UK Thought Police: Detaining Opponents “For The Public Good”

Monday, March 26, 2018
By Paul Martin

by Robbie Travers,
Mon, 03/26/2018

Would you want your government to decide who can and cannot enter your country based on how popular their political views?

Would you trust any individual to police on your behalf what speakers are “conducive to the public good?”

The UK Home Office feels it is absolutely the organisation to fulfill this role. It also apparently feels there are certain opinions that you are far better never hearing.

Like those of Lauren Southern, who on the 12th of March was “banned for life” from entering the United Kingdom, after being detained under Schedule 7 of the Terrorism Act (2000).

Southern was told that “by her own admission” she had distributed “racist material.” It is important to note that actually, Southern, however, did not at all admit to the material being distributed being “racist” in nature, she simply admitted to distributing it.

But she, of course, was forbidden to dispute whether her material was truly racist, the mere suggestion that Southern was racist proved ample enough for her right to speak freely being expunged.

What material led to Southern being banned from entering the United Kingdom? A UK Home Office official explained that Southern was “refused [entry] on policy grounds that their presence in the UK was not conducive to the public good.” It leaves anyone who believes in free discourse, without the trappings of state oversight with the question: Should the state really be the arbiter of what is “conducive” to the public good? No, is the answer most sensible individuals will conclude.

You may like the idea of a state you agree with having this power, but what happens when it becomes a state you disagree with?

This decision is far better left to the people of the United Kingdom and any other nation.

But this isn’t just censorship, this is using the potent force of counter-terrorism legislation to silence. An examination is needed. We must inspect the alleged possible ways in which Miss Southern could potentially have posed a terrorist threat and breached the Terrorism Act of (2000).

Southern was served a notice that she was detained under counter-terrorism laws, specifically under Schedule 7 of the Terrorism Act (2000). A reminder: when detained under this serious counter-terrorism tool, it is a serious offence to remain silent. Does this really seem like a fitting use of counter-terrorism legislation when we have IS fighters returning in their 100s to the UK? Only 54 of said fighters have even been prosecuted.

The alleged breach of Schedule 7 is not made perfectly clear in the dubious material handed to Southern, although the official Home Office notice claims that “distribution of racist material” in Luton was enough to warrant a refusal of entry.

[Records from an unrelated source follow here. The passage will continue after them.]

Issue #168, opened 2019-06-07
Test against most recent Serving release && HEAD


sixolet:
Right now we e2e test against one version of serving. We should test against the most recent release AND head, so we can make sure to preserve support for Serving as it advances.

PR #170, opened 2019-06-07
Add the support to test against specified release of Knative serving

houshengbo:
This PR adds an environment variable $KNATIVE_VERSION for both e2e-tests.sh and presubmit-tests.sh, in order to specify the version of Knative serving to be installed.

Closes: #168

### DIFF
--- a/test/e2e-tests.sh
+++ b/test/e2e-tests.sh
@@ -24,6 +24,10 @@
 # project $PROJECT_ID, start Knative serving, run the tests and delete
 # the cluster.
 
+# If you call this script after configuring the environment variable
+# $KNATIVE_VERSION with a valid release, e.g. 0.6.0, Knative serving
+# of this specified version will be installed in the Kubernetes cluster, and
+# all the tests will run against Knative serving of this specific version.
 source $(dirname $0)/../vendor/github.com/knative/test-infra/scripts/e2e-tests.sh
 
 # Helper functions.
@@ -35,17 +39,25 @@ function cluster_setup() {
 }
 
 function knative_setup() {
-  start_latest_knative_serving
+  local version=${KNATIVE_VERSION:-latest}
+  header "Installing Knative serving (${version})"
+
+  if [ "${version}" = "latest" ]; then
+    start_latest_knative_serving
+  else
+    start_release_knative_serving "${version}"
+  fi
 }
 
 # Add local dir to have access to built kn
 export PATH=$PATH:${REPO_ROOT_DIR}
+export KNATIVE_VERSION=${KNATIVE_VERSION:-latest}
 
 # Script entry point.
 
 initialize $@
 
-header "Running tests"
+header "Running tests for Knative serving $KNATIVE_VERSION"
 
 go_test_e2e ./test/e2e || fail_test
 
--- a/test/presubmit-integration-tests-latest-release.sh
+++ b/test/presubmit-integration-tests-latest-release.sh
@@ -1,0 +1,22 @@
+#!/usr/bin/env bash
+
+# Copyright 2018 The Knative Authors
+#
+# Licensed under the Apache License, Version 2.0 (the "License");
+# you may not use this file except in compliance with the License.
+# You may obtain a copy of the License at
+#
+#     http://www.apache.org/licenses/LICENSE-2.0
+#
+# Unless required by applicable law or agreed to in writing, software
+# distributed under the License is distributed on an "AS IS" BASIS,
+# WITHOUT WARRANTIES OR CONDITIONS OF ANY KIND, either express or implied.
+# See the License for the specific language governing permissions and
+# limitations under the License.
+
+# This script is used in Knative/test-infra as a custom prow job to run the
+# integration tests against Knative serving of a specific version. We
+# currently take 0.6.0 as the latest release version.
+
+export KNATIVE_VERSION="0.6.0"
+$(dirname $0)/presubmit-tests.sh --integration-tests
--- a/test/presubmit-tests.sh
+++ b/test/presubmit-tests.sh
@@ -24,9 +24,15 @@
 # Markdown linting failures don't show up properly in Gubernator resulting
 # in a net-negative contributor experience.
 # Tracked by https://github.com/knative/test-infra/issues/428
+
+# If you call this script after configuring the environment variable
+# $KNATIVE_VERSION with a valid release, e.g. 0.6.0, Knative serving
+# of this specified version will be installed in the Kubernetes cluster, and
+# all the tests will run against Knative serving of this specific version.
 export DISABLE_MD_LINTING=1
 
 export GO111MODULE=on
+export KNATIVE_VERSION=${KNATIVE_VERSION:-latest}
 source $(dirname $0)/../vendor/github.com/knative/test-infra/scripts/presubmit-tests.sh
 
 # We use the default build, unit and integration test runners.


test/e2e-tests.sh
```diff
@@ -34,29 +36,8 @@ function cluster_setup() {
...
-./kn service create hello --force --image gcr.io/knative-samples/helloworld-go -e TARGET=Awesome || fail_test
-./kn service create foo --force --image gcr.io/knative-samples/helloworld-go -e TARGET=foo || fail_test
-sleep 5
-./kn revision get || fail_test
-./kn service get || fail_test
-./kn service describe hello || fail_test
-./kn service delete hello || fail_test
-./kn service delete foo || fail_test
-success
+export KNATIVE_SERVING_VERSION=$PREVIOUS_RELEASE
```
rhuss: To be more concrete, my suggestion would be something along those lines:

* e2e-tests.sh:

```bash
sourcce e2e-commons.sh
for version in latest $PREVIOUS_RELEASE; do
   echon "===== Starting E2E tests for $version
   run_tests $version
done

```

* e2e-common.sh:

```bash
run_tests() {
  local $version=${1}
  export KNATIVE_SERVING_VERSION=$version
  initialize

  header "[$version]: Running tests"

  kn_tests  
}


kn_tests() {
  ./kn service create hello --image gcr.io/knative-samples/helloworld-go -e TARGET=Knative ||   fail_test
  sleep 5
  ./kn service get || fail_test
  ./kn service update hello --env TARGET=kn || fail_test
  sleep 3
  ./kn revision get || fail_test
  ./kn service get || fail_test
  ./kn service create hello --force --image gcr.io/knative-samples/helloworld-go -e   TARGET=Awesome || fail_test
  ./kn service create foo --force --image gcr.io/knative-samples/helloworld-go -e TARGET=foo ||   fail_testa
  sleep 5
  ./kn revision get || fail_test
  ./kn service get || fail_test
  ./kn service describe hello || fail_test
  ./kn service delete hello || fail_test
  ./kn service delete foo || fail_test
  success
}
```

test/e2e-common.sh
```diff
@@ -0,0 +1,85 @@
...
+
+DEFAULT_BUILD=latest
+
+# This is the variable saving the link to the YAML file to create and delete knative serving.
+KNATIVE_SERVING_RELEASE_YAML=""
+
+# Helper functions.
+
+function knative_setup() {
+  start_release_knative_serving "$KNATIVE_SERVING_VERSION"
```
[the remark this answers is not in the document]
houshengbo: This function knative_setup
is called by source $(dirname $0)/../vendor/github.com/knative/test-infra/scripts/e2e-tests.sh.

It has to be defined after source $(dirname $0)/../vendor/github.com/knative/test-infra/scripts/e2e-tests.sh. Am I correct?

test/e2e-tests.sh
```diff
@@ -34,29 +36,8 @@ function cluster_setup() {
   go build -v -mod=vendor ./cmd/... || return 1
 }
 
-function knative_setup() {
-  start_latest_knative_serving
-}
+export KNATIVE_SERVING_VERSION=latest
+source $(dirname $0)/e2e-common.sh
```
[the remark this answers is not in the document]
houshengbo: Done.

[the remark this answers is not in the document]
houshengbo: Done.

test/e2e-common.sh
```diff
@@ -0,0 +1,83 @@
...
+DEFAULT_BUILD=latest
+
+# This is the variable saving the link to the YAML file to create and delete knative serving.
+KNATIVE_SERVING_RELEASE_YAML=""
+
+# Install the stable release Knative/serving in the current cluster.
+# This method is copied from github.com/knative/test-infra/scripts/e2e-tests.sh, since the original var
+# $KNATIVE_SERVING_RELEASE is readonly. In order to make it changeable, we rewrite the method with another
+# variable $KNATIVE_SERVING_RELEASE_YAML.
+function start_release_knative_serving() {
```
rhuss: I see your motivation but we shouldn't do this, because:

* We don't benefit from changes in this method upstream
* When the overridden function gets renamed the script fails silently (because this method is just not called).

Instead we should push a change upstream to make the version to install parameterizable either via an argument or an environment variable.

Tbh I think its even a fault that this method _can_ be overridden. This subtle coupling is really hard to debug.

Let me open an issue in the testing upstream repo.

houshengbo: Yep, it is good to see test-infra is able to support the installation of custom release number.

test/e2e-common.sh
```diff
@@ -0,0 +1,76 @@
...
+  # Add local dir to have access to built kn
+  export PATH=$PATH:${REPO_ROOT_DIR}
+  initialize $@
+  header "[Knative serving version of $KNATIVE_SERVING_VERSION]: Running tests"
+  go_test_e2e ./test/e2e || fail_test
+  success
+}
+
+echo "===== Starting E2E tests for Knative serving of the release $KNATIVE_SERVING_VERSION"
+run_tests $@
```
rhuss: This is the function call which will trigger everything. Up to this point, everything needs to be defined/sourced.

rhuss: As I expect e22-common.sh to be a kind of library it should also only contain function definitions but must not call or execute any command when being included.

test/e2e-tests.sh
```diff
@@ -24,29 +24,11 @@
...
-initialize $@
-
-header "Running tests"
-
-go_test_e2e ./test/e2e || fail_test
-
-success
+for version in "${listOfRelease[@]}"; do
+   export KNATIVE_SERVING_VERSION=$version
+   $(dirname $0)/e2e-common.sh
```
rhuss: Instead of calling out to e2e-commons.sh, call here `run_tests $@` and source all function definitions before.

test/e2e-common.sh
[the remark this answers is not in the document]
rhuss: Tbh, I don't think that e2e-tests.sh execute any codes, but only defines functions which can be called later. Otherwise `knative_setup` would have to be defined before sourcing this file

As a rule of thumb: Any shell script which is source must only define functions or global environment variables (if they have to).

rhuss:
The integration tests fails with a 

```
I0617 01:33:17.642] 2019/06/17 01:33:17 process.go:155: Step '/go/src/github.com/knative/client/test/e2e-common.sh --run-tests' finished in 1m17.206419171s
I0617 01:33:17.658] 2019/06/17 01:33:17 main.go:312: Something went wrong: encountered 1 errors: [error during /go/src/github.com/knative/client/test/e2e-common.sh --run-tests: signal: segmentation fault (core dumped)]
I0617 01:33:17.714] Test subprocess exited with code 1
```

(not sure where this comes from) and the client test fails because the deps have not been updated.

@houshengbo could you please run a `hack/build.sh -u` and commit the updated modules.txt to fix the client test ?

Let's hope that the integration test failure is just a flake.

houshengbo:
@rhuss Thanks for your comments. I am thinking of another way to fix this issue.
For the repo of knative client, I would like to add the support of a param, so that e2e-tests.sh can either run against the latest build or a previous release.
Then, we need to make the integration job of pull-knative-client-integration-tests to test both the latest and previous release. Instead of running test/e2e-tests.sh once, we can two builds, like 
./test/e2e-tests.sh latest and ./test/e2e-tests.sh 0.6.0.
It is not quite friendly to run tests against two knative installations on local machines. Folks are a sort of forced to run twice of the setup and integration tests.
What do you think?

rhuss:
> What do you think?

yes, sounds good to me. Also if we could configure that as two different GitHub checks then it would be evident which one is failing. Also it helps in parallelizing the tests which should it make faster.

rhuss:
@houshengbo There are some minor merge conflicts. Could you please fix them? I will review the PR in the meantime. Thanks !

test/e2e-tests.sh
```diff
@@ -35,17 +39,28 @@ function cluster_setup() {
 }
 
 function knative_setup() {
-  start_latest_knative_serving
+  header "Installing Knative serving version of $KNATIVE_VERSION"
```
rhuss: "Installing Knative serving $KNATIVE_VERSION"

test/presubmit-integration-tests-previous-release.sh
```diff
@@ -0,0 +1,21 @@
+#!/usr/bin/env bash
```
rhuss: I don't really get this file (but could be also my ignorance ;)

* Shouldn't it be called '...latest-release.sh' as it refers to the latest release whereas "latest" refers to HEAD of master (unreleased code). A bit confusing. Or maybe call it really with the version number ('presubmit-integration-tests-0.6.0.sh') and update the configuration that calls this file
* Who is calling this file ?
* Why it is calling presubmit checks and not the e2e tests like in e2e-tests.sh  but with a environment variable set ?

test/e2e-tests.sh
```diff
@@ -35,17 +39,28 @@ function cluster_setup() {
...
+  start_knative_serving_env "$KNATIVE_VERSION"
+}
+
+function start_knative_serving_env() {
+  local VERSION=${1:-latest}
```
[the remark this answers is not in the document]
rhuss: (local variables are supposed to be lowercase, only exported variables should be UPPERCASE)

test/presubmit-integration-tests-previous-release.sh
rhuss: So I would have expected something like

```
export KNATIVE_VERSION="0.6.0"
$(dirname $0)/e2e-tests.sh
```

rhuss: Talked offline with @houshengbo . It's complicated (as the second job needs to be a custom job).

test/e2e-tests.sh
```diff
@@ -35,17 +39,28 @@ function cluster_setup() {
...
 # Add local dir to have access to built kn
 export PATH=$PATH:${REPO_ROOT_DIR}
+export KNATIVE_VERSION=${KNATIVE_VERSION:-latest}
 
 # Script entry point.
 
 initialize $@
 
-header "Running tests"
+header "Running tests for Knative serving version of $KNATIVE_VERSION"
```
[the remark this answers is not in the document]
houshengbo: Done.

test/e2e-tests.sh
houshengbo: Done.

test/e2e-tests.sh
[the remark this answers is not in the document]
houshengbo: Done.

test/presubmit-integration-tests-previous-release.sh
houshengbo: Thank @rhuss for his suggestion. We will use latest-release.
The repo test-infra defines four basic type of jobs, every PR can enable: integration-tests, build-tests, go-coverage, and unit-tests. We can only four regular jobs, with one for each of them respectively. It means even if we would like to have a new INTEGRATION TEST, we need to go through CUSTOM TEST JOB in test-infra. We cannot use the existing `presubmit-tests.sh --integration-tests` with more argument to specify the version or anything else. That was the reason we need to have a separate script like this one, with the correct env var setting for a specific version, to launch separately by the CUSTOM TEST JOB in test-infra.

rhuss:
Thanks !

The material in question appears to be that Southern in February of this year distributed material emblazoned with the slogan “Allah is a Gay God.”

Oh dear. Quelle horreur! How will the omnipotent Allah recover from such a “sick burn.” It appears the state is now censoring individuals who dared have the audacity to offend Islam by saying something mischievous!

OK Magazine will be asking: How will Islam cope? Oprah may give Allah a tearful interview. But on a more serious note: should the UK Border Force really be trying to enforce Islamic blasphemy laws? We have enough regressive Islamists constantly asserting to suggest who we can and cannot criticise, and intimidating those who do dare to criticise Islam a little more forcefully. Do we really need our state joining in?

Voltaire once noted: “To learn who rules over you, simply find out who you are not allowed to criticize.” Islamic theology, it seems, is off limits to rational thinkers.